Aim of the task — Tally up how many lines in the listing below contain the string "will", and give only the total.

Excerpted records —

+-------+

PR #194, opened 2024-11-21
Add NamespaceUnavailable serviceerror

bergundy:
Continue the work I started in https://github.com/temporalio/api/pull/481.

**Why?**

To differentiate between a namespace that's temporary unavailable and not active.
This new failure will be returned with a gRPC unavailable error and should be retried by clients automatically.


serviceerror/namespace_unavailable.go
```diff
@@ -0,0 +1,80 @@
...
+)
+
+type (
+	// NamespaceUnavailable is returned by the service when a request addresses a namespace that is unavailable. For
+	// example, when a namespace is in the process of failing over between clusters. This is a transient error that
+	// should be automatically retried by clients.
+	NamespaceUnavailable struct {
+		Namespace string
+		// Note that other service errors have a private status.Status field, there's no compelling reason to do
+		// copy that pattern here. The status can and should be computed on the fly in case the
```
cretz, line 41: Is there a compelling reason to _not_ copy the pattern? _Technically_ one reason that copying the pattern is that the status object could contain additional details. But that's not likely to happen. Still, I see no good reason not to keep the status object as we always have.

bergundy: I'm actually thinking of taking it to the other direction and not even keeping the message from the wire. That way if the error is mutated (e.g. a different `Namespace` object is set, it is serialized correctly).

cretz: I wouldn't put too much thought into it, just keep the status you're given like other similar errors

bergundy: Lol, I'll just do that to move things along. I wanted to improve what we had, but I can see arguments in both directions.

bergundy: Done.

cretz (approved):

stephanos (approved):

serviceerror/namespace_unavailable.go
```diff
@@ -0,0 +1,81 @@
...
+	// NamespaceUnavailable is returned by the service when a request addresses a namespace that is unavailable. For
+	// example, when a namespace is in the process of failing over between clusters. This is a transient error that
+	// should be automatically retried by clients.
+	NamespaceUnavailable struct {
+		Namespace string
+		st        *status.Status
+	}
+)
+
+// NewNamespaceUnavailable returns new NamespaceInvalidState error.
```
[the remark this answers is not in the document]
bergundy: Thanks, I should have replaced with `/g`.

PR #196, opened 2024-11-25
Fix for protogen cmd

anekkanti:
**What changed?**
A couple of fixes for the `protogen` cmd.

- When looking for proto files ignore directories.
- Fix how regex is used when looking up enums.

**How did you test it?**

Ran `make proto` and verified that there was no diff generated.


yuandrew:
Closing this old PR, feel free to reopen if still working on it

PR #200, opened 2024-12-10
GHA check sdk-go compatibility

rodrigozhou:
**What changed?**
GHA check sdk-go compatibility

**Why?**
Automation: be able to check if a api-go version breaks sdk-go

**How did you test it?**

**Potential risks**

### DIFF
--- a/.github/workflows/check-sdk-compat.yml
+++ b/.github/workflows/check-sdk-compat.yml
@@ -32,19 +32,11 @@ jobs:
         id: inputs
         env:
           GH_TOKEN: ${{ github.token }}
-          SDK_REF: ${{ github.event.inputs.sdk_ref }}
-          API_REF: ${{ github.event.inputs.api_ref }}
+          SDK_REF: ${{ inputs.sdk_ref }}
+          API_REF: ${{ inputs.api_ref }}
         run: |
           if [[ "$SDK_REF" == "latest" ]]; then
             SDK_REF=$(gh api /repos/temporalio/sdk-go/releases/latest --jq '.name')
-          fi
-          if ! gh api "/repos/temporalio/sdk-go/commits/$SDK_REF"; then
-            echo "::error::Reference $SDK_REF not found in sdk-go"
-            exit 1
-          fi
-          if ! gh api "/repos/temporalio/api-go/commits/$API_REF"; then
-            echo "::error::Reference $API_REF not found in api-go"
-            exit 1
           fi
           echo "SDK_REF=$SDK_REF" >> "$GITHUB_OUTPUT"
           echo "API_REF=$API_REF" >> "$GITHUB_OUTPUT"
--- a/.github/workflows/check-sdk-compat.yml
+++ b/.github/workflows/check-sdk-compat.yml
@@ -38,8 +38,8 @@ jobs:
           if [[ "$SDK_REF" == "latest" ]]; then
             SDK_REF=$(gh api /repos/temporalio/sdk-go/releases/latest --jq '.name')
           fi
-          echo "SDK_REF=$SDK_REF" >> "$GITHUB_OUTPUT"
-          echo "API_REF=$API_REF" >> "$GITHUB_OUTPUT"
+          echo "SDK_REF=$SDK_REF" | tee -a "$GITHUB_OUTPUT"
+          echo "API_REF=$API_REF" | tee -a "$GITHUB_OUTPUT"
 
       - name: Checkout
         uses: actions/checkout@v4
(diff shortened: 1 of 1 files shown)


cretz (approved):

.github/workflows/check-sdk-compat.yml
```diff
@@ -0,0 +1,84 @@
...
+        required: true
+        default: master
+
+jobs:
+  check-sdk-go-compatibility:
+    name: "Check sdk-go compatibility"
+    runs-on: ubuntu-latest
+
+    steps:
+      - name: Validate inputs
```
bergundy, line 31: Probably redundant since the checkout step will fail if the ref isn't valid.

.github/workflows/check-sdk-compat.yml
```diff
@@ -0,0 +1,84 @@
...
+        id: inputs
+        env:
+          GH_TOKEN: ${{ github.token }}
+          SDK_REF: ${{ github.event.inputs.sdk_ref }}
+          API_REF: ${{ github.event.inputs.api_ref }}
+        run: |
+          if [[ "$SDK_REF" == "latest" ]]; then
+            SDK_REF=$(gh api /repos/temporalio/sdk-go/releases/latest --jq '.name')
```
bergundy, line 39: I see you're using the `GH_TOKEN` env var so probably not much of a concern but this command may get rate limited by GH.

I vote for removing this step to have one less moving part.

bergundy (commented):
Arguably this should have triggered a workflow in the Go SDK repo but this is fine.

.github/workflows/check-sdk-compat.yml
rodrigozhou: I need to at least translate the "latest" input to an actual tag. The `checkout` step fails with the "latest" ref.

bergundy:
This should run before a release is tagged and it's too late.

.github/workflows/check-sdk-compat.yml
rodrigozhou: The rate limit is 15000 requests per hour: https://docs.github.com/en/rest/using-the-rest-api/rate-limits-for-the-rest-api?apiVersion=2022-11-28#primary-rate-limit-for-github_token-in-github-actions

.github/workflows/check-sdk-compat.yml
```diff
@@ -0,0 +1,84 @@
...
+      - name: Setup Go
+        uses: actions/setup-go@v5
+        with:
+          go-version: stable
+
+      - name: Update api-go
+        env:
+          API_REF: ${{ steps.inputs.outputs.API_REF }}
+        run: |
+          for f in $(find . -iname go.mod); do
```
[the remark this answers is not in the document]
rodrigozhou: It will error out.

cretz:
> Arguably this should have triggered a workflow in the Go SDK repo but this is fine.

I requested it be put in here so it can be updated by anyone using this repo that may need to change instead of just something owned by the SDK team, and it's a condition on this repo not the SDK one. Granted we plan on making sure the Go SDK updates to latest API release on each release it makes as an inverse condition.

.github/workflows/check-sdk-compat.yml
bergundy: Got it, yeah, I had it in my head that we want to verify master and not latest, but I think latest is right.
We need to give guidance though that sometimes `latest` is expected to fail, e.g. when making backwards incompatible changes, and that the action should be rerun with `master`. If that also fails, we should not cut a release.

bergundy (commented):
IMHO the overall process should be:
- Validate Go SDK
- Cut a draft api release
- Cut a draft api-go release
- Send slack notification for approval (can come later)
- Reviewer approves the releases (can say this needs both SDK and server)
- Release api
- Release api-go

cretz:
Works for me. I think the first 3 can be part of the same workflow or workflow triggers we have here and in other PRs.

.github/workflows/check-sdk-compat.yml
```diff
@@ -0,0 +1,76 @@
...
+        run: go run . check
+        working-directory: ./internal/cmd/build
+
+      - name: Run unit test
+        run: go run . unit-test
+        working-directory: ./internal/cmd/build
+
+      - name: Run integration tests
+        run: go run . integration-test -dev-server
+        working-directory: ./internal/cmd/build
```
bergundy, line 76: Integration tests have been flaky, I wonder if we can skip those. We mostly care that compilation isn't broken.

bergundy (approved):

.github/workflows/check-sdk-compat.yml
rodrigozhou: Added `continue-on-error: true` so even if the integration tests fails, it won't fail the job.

+-------+

Task answer — 3